__The task__.
When you write out the entries, keep every line exactly as it appears.
━━━━━ Given entries ━━━━━
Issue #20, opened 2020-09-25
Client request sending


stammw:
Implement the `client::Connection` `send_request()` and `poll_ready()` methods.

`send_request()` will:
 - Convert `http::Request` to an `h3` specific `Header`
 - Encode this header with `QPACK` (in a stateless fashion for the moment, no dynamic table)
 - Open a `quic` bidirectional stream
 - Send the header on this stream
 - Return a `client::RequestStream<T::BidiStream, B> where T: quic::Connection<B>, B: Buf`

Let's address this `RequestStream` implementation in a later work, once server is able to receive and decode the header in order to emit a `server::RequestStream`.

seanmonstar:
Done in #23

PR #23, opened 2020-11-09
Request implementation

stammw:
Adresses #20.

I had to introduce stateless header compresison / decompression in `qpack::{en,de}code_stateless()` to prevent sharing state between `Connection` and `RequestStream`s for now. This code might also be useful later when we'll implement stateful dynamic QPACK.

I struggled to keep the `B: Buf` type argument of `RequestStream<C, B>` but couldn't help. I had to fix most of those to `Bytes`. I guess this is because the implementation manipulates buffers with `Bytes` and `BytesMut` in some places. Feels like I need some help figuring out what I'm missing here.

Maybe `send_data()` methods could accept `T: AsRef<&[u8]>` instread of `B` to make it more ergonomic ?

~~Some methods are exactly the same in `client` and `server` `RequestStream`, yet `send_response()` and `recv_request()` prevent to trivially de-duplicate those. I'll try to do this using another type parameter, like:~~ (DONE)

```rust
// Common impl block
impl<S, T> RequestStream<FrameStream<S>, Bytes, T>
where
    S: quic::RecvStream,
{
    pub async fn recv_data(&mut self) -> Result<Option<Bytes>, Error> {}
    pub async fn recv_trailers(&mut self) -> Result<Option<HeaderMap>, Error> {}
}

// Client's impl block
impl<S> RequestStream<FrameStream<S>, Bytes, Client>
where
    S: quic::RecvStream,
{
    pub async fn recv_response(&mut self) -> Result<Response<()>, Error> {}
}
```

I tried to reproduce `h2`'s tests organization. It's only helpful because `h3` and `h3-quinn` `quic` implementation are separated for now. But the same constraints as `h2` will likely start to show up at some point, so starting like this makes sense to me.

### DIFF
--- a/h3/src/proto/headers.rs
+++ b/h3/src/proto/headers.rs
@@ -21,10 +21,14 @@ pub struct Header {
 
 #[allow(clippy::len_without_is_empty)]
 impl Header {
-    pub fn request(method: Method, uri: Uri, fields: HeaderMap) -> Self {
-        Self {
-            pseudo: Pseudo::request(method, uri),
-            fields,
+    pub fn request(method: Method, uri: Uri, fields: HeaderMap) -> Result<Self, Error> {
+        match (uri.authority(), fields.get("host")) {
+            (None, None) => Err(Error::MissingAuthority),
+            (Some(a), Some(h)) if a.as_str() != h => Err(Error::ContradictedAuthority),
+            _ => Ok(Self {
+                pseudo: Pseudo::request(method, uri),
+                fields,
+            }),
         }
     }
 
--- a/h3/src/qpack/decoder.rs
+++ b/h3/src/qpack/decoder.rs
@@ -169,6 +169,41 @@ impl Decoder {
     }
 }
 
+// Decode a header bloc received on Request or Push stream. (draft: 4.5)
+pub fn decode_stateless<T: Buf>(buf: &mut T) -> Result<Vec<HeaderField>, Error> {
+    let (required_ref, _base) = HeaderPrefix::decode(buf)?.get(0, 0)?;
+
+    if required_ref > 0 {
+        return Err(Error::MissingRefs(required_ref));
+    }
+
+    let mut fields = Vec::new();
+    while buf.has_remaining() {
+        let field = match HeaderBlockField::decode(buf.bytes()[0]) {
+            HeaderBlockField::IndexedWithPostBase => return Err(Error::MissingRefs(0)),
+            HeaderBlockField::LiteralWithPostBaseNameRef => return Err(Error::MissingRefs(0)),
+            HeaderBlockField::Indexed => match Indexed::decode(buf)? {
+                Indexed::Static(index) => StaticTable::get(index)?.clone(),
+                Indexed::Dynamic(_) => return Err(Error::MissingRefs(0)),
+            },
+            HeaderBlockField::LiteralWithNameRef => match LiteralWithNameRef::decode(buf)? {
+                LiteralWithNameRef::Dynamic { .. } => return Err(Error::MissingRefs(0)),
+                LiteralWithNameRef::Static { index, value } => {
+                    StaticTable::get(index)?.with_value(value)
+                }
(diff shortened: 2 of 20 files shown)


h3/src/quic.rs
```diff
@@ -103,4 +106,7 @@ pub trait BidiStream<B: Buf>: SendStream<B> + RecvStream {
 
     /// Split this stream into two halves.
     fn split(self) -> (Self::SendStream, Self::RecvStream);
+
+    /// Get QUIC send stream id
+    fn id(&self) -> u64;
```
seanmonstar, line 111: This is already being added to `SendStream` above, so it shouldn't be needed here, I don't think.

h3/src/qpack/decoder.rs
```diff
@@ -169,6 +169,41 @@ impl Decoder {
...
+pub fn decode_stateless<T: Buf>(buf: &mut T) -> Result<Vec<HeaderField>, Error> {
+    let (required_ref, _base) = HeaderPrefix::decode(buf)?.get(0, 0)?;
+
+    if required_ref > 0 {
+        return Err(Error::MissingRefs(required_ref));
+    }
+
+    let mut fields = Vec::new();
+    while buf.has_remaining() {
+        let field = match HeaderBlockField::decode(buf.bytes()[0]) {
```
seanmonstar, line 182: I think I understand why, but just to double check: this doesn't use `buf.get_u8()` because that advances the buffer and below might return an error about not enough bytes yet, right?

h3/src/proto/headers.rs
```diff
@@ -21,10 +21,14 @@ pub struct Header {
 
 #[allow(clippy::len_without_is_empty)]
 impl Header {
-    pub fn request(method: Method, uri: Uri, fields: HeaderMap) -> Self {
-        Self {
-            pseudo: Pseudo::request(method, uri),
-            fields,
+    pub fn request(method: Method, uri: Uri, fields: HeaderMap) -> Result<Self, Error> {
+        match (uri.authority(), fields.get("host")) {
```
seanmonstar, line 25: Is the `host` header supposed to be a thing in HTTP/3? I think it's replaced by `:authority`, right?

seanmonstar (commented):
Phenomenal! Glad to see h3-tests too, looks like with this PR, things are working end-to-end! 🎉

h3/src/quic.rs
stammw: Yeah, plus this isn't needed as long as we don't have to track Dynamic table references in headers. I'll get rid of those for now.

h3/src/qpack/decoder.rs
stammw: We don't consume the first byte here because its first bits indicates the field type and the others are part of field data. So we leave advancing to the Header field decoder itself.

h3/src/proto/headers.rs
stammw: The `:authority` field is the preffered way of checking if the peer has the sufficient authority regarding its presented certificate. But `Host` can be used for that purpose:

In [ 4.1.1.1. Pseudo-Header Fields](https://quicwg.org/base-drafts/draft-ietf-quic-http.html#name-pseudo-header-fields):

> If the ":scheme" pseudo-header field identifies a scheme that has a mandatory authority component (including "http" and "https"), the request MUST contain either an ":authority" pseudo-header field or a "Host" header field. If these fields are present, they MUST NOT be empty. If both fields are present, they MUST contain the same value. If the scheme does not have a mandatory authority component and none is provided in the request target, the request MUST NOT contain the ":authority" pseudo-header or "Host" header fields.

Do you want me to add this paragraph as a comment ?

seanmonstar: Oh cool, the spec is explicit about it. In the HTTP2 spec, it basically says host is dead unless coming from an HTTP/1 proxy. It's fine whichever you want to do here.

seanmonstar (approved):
━━━━━
__Exercise response__.
Issue #20, opened 2020-09-25
Client request sending


stammw:
Implement the `client::Connection` `send_request()` and `poll_ready()` methods.

`send_request()` will:
 - Convert `http::Request` to an `h3` specific `Header`
 - Encode this header with `QPACK` (in a stateless fashion for the moment, no dynamic table)
 - Open a `quic` bidirectional stream
 - Send the header on this stream
 - Return a `client::RequestStream<T::BidiStream, B> where T: quic::Connection<B>, B: Buf`

Let's address this `RequestStream` implementation in a later work, once server is able to receive and decode the header in order to emit a `server::RequestStream`.

seanmonstar:
Done in #23

PR #23, opened 2020-11-09
Request implementation

stammw:
Adresses #20.

I had to introduce stateless header compresison / decompression in `qpack::{en,de}code_stateless()` to prevent sharing state between `Connection` and `RequestStream`s for now. This code might also be useful later when we'll implement stateful dynamic QPACK.

I struggled to keep the `B: Buf` type argument of `RequestStream<C, B>` but couldn't help. I had to fix most of those to `Bytes`. I guess this is because the implementation manipulates buffers with `Bytes` and `BytesMut` in some places. Feels like I need some help figuring out what I'm missing here.

Maybe `send_data()` methods could accept `T: AsRef<&[u8]>` instread of `B` to make it more ergonomic ?

~~Some methods are exactly the same in `client` and `server` `RequestStream`, yet `send_response()` and `recv_request()` prevent to trivially de-duplicate those. I'll try to do this using another type parameter, like:~~ (DONE)

```rust
// Common impl block
impl<S, T> RequestStream<FrameStream<S>, Bytes, T>
where
    S: quic::RecvStream,
{
    pub async fn recv_data(&mut self) -> Result<Option<Bytes>, Error> {}
    pub async fn recv_trailers(&mut self) -> Result<Option<HeaderMap>, Error> {}
}

// Client's impl block
impl<S> RequestStream<FrameStream<S>, Bytes, Client>
where
    S: quic::RecvStream,
{
    pub async fn recv_response(&mut self) -> Result<Response<()>, Error> {}
}
```

I tried to reproduce `h2`'s tests organization. It's only helpful because `h3` and `h3-quinn` `quic` implementation are separated for now. But the same constraints as `h2` will likely start to show up at some point, so starting like this makes sense to me.

### DIFF
--- a/h3/src/proto/headers.rs
+++ b/h3/src/proto/headers.rs
@@ -21,10 +21,14 @@ pub struct Header {
 
 #[allow(clippy::len_without_is_empty)]
 impl Header {
-    pub fn request(method: Method, uri: Uri, fields: HeaderMap) -> Self {
-        Self {
-            pseudo: Pseudo::request(method, uri),
-            fields,
+    pub fn request(method: Method, uri: Uri, fields: HeaderMap) -> Result<Self, Error> {
+        match (uri.authority(), fields.get("host")) {
+            (None, None) => Err(Error::MissingAuthority),
+            (Some(a), Some(h)) if a.as_str() != h => Err(Error::ContradictedAuthority),
+            _ => Ok(Self {
+                pseudo: Pseudo::request(method, uri),
+                fields,
+            }),
         }
     }
 
--- a/h3/src/qpack/decoder.rs
+++ b/h3/src/qpack/decoder.rs
@@ -169,6 +169,41 @@ impl Decoder {
     }
 }
 
+// Decode a header bloc received on Request or Push stream. (draft: 4.5)
+pub fn decode_stateless<T: Buf>(buf: &mut T) -> Result<Vec<HeaderField>, Error> {
+    let (required_ref, _base) = HeaderPrefix::decode(buf)?.get(0, 0)?;
+
+    if required_ref > 0 {
+        return Err(Error::MissingRefs(required_ref));
+    }
+
+    let mut fields = Vec::new();
+    while buf.has_remaining() {
+        let field = match HeaderBlockField::decode(buf.bytes()[0]) {
+            HeaderBlockField::IndexedWithPostBase => return Err(Error::MissingRefs(0)),
+            HeaderBlockField::LiteralWithPostBaseNameRef => return Err(Error::MissingRefs(0)),
+            HeaderBlockField::Indexed => match Indexed::decode(buf)? {
+                Indexed::Static(index) => StaticTable::get(index)?.clone(),
+                Indexed::Dynamic(_) => return Err(Error::MissingRefs(0)),
+            },
+            HeaderBlockField::LiteralWithNameRef => match LiteralWithNameRef::decode(buf)? {
+                LiteralWithNameRef::Dynamic { .. } => return Err(Error::MissingRefs(0)),
+                LiteralWithNameRef::Static { index, value } => {
+                    StaticTable::get(index)?.with_value(value)
+                }
(diff shortened: 2 of 20 files shown)


h3/src/quic.rs
```diff
@@ -103,4 +106,7 @@ pub trait BidiStream<B: Buf>: SendStream<B> + RecvStream {
 
     /// Split this stream into two halves.
     fn split(self) -> (Self::SendStream, Self::RecvStream);
+
+    /// Get QUIC send stream id
+    fn id(&self) -> u64;
```
seanmonstar, line 111: This is already being added to `SendStream` above, so it shouldn't be needed here, I don't think.

h3/src/qpack/decoder.rs
```diff
@@ -169,6 +169,41 @@ impl Decoder {
...
+pub fn decode_stateless<T: Buf>(buf: &mut T) -> Result<Vec<HeaderField>, Error> {
+    let (required_ref, _base) = HeaderPrefix::decode(buf)?.get(0, 0)?;
+
+    if required_ref > 0 {
+        return Err(Error::MissingRefs(required_ref));
+    }
+
+    let mut fields = Vec::new();
+    while buf.has_remaining() {
+        let field = match HeaderBlockField::decode(buf.bytes()[0]) {
```
seanmonstar, line 182: I think I understand why, but just to double check: this doesn't use `buf.get_u8()` because that advances the buffer and below might return an error about not enough bytes yet, right?

h3/src/proto/headers.rs
```diff
@@ -21,10 +21,14 @@ pub struct Header {
 
 #[allow(clippy::len_without_is_empty)]
 impl Header {
-    pub fn request(method: Method, uri: Uri, fields: HeaderMap) -> Self {
-        Self {
-            pseudo: Pseudo::request(method, uri),
-            fields,
+    pub fn request(method: Method, uri: Uri, fields: HeaderMap) -> Result<Self, Error> {
+        match (uri.authority(), fields.get("host")) {
```
seanmonstar, line 25: Is the `host` header supposed to be a thing in HTTP/3? I think it's replaced by `:authority`, right?

seanmonstar (commented):
Phenomenal! Glad to see h3-tests too, looks like with this PR, things are working end-to-end! 🎉

h3/src/quic.rs
stammw: Yeah, plus this isn't needed as long as we don't have to track Dynamic table references in headers. I'll get rid of those for now.

h3/src/qpack/decoder.rs
stammw: We don't consume the first byte here because its first bits indicates the field type and the others are part of field data. So we leave advancing to the Header field decoder itself.

h3/src/proto/headers.rs
stammw: The `:authority` field is the preffered way of checking if the peer has the sufficient authority regarding its presented certificate. But `Host` can be used for that purpose:

In [ 4.1.1.1. Pseudo-Header Fields](https://quicwg.org/base-drafts/draft-ietf-quic-http.html#name-pseudo-header-fields):

> If the ":scheme" pseudo-header field identifies a scheme that has a mandatory authority component (including "http" and "https"), the request MUST contain either an ":authority" pseudo-header field or a "Host" header field. If these fields are present, they MUST NOT be empty. If both fields are present, they MUST contain the same value. If the scheme does not have a mandatory authority component and none is provided in the request target, the request MUST NOT contain the ":authority" pseudo-header or "Host" header fields.

Do you want me to add this paragraph as a comment ?

seanmonstar: Oh cool, the spec is explicit about it. In the HTTP2 spec, it basically says host is dead unless coming from an HTTP/1 proxy. It's fine whichever you want to do here.

seanmonstar (approved):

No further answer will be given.